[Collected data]

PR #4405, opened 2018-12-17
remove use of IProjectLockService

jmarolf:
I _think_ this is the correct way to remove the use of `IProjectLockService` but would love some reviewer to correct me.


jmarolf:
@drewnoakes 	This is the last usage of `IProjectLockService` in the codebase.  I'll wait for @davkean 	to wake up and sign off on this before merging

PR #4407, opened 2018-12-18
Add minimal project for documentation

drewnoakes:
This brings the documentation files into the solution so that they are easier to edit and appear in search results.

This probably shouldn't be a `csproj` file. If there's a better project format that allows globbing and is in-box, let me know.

--- EXERCISE AIM ---
Wherever the string "opened" appears in the entries above, return the line it appears on.

--- SOLUTION ---
PR #4405, opened 2018-12-17
PR #4407, opened 2018-12-18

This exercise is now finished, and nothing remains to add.